EDF réfléchit à vendre des parts dans Dalkia et Edison

C’est un serpent de mer qui revient depuis plus de cinq ans. Mais cette fois, EDF semble prêt à vendre ses deux pépites: l’italien Edison et le spécialiste des services énergétiques Dalkia. Selon plusieurs sources, l’entreprise publique a lancé des réflexions stratégiques sur ses deux filiales.
D’abord, le gazier italien Edison, détenu par EDF depuis plus de 20 ans. Pour le moment, aucune décision n’a été prise. Selon nos informations, le PDG d’EDF, Bernard Fontana, est favorable à une vente du contrôle d’Edison.
"Il n'est pas interdit d'imaginer des respirations de portefeuille d'actifs", avait-il sobrement déclaré fin juillet, lors des résultats semestriels du groupe.
Mais le directeur exécutif Marc Benayoun, qui est surtout président d’Edison, souhaite qu’EDF conserve le contrôle, explique une source proche du dossier. Selon Reuters, une introduction en Bourse à Milan du gazier italien serait une solution de compromis, dans laquelle EDF ne cèderait qu’un tiers du capital.

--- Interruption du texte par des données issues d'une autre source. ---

PR #1602, opened 2025-07-14
This adds the STM32U5 Family to devices.data

ChuckM:
Taken from RM0456, Rev 6. This adds STM32U535, STM32U545, STM32U575, STM32U585, STM32U595, STM32U5A, STM32U5F, and STM32U5G.


esden (approved):
LGTM, compared to the reference manual and it seems all correct as far as I can tell.

PR #1610, opened 2025-09-21
Add ARMv8-M.Main support (Cortex-M33)

ALTracer:
* libopencm3_stm32u5 leads to FTBFS in gadget-zero test (pending).
* This PR updates the macro guards for ITM to avoid a preprocessor error "Instrumentation Trace Macrocell not available in CM0" when compiling for STM32U5 which is Cortex-M33 and implements ARMv8-M.Main profile. There are DWT, ITM, and TPIU in it.
* There are lots more macro guards in /cm3/ for most PPB blocks, which have to do with ARMv6-M not implementing them. This does not block gadget0.
* Likewise, it updates similar macro guards in DWC2 driver so that the OTG_FS peripheral works faster (in endpoint read/write packet FIFO).

### DIFF
--- a/include/libopencm3/cm3/itm.h
+++ b/include/libopencm3/cm3/itm.h
@@ -27,8 +27,8 @@
  */
 
 /* Those defined only on ARMv7 and above */
-#if !defined(__ARM_ARCH_7M__) && !defined(__ARM_ARCH_7EM__)
-#error "Instrumentation Trace Macrocell not available in CM0"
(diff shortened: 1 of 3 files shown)


dragonmux (approved):
This LGTM, so merging. Thank you for the contribution! It would be useful to please defined what "FTBFS" means here as you're in initialism central there.. however, not going to hold this back for that.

"La logique est qu'Edison soit vendu en plusieurs étapes", nuance un bon connaisseur du dossier. Car l’entreprise vaut cher. Elle dégage 1,7 milliard d’euros de résultat opérationnel et vaudrait, selon des sources financières, plus de 10 milliards d’euros. Ni la Bourse, ni un industriel ne pourrait tout racheter. A moins qu’un consortium d’investisseurs ne se porte candidat.
Le rôle du gouvernement italien
EDF décidera l’année prochaine. Pour le moment, aucun contact n’a été formellement pris entre le groupe français et le gouvernement italien. "Mais il faudra anticiper et être prudent", reconnait une source proche du dossier. L’état italien dispose d’un droit d’intervention et de veto, le "golden power", dans les secteurs stratégiques comme la banque, la défense ou l’énergie.

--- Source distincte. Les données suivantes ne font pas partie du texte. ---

PR #1611, opened 2025-09-21
Add support for USBOTG_FS on STM32U575

ALTracer:
* libopencm3_stm32u5 won't enable power or clocks to USBOTG_FS peripheral on STM32U585.
* Adjust a few macros, add entire usb/dwc2 stack to objects.
* Add RCC_PWR pclk-enable macro (to use in application code), ~~do not add~~ and SVMCR/SVMSR registers (which remove Power Isolation to Vddusb domain). (*upd: added as last commit*)
* Add entire CRS by hooking to common so that HSI48 is trimmed.
* Reuse the DOEPINT STUP reg poke so that on STM32U585 the Setup packet Set Address works. The rest STM32H7-related snippets are not mandatory (I've tested that).

Based on #1610, but does not exactly depend on it.


ALTracer:
GH webinterface still thinks there are 7 commits, despite PR1610 being forward-merged. There's nothing for me to rebase. It's ready for review. I created a stub stm32/u5/pwr.c driver with a single function which enables power between Vddusb and internal FS PHY. The rest (like voltage scale, EPOD/BOOST) will only be required for PLL, which gadget0 does not require.

dragonmux (dismissed):
Only got the one note, which is a suggestion - with that taken care of, we'll be happy to merge this. LGTM.

dragonmux (approved):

"Le gouvernement italien n’a jamais demandé à reprendre le contrôle d’Edison", promet un bon connaisseur du dossier.
Depuis deux ans circule l’idée que l’Italie veut remettre la main sur son champion gazier qu’EDF avait racheté en deux temps, en 2002 puis en 2011.
De son côté, l’Etat français, actionnaire d’EDF à 100%, pousse l’entreprise publique à vendre des actifs depuis sa nationalisation en 2022, pour financer la construction de ses futurs nouveaux réacteurs EPR. "S’il y a des cessions, il faudra plutôt s’assurer que l’Etat ne voudra pas tout nous prendre pas des dividendes", rétorque un proche d’EDF.
Redresser Dalkia avant de vendre
L’électricien réfléchit aussi à la cession de sa filiale Dalkia, qui opère dans les services énergétiques, réseaux de chaleur et de climatisation. Là aussi, cette opération a maintes fois circulé dans les couloirs d’EDF depuis plusieurs années. Le nouveau PDG, Bernard Fontana, est prêt à la considérer dans un calendrier plus long, dans deux ans, en tout cas pas avant l’élection présidentielle de 2027.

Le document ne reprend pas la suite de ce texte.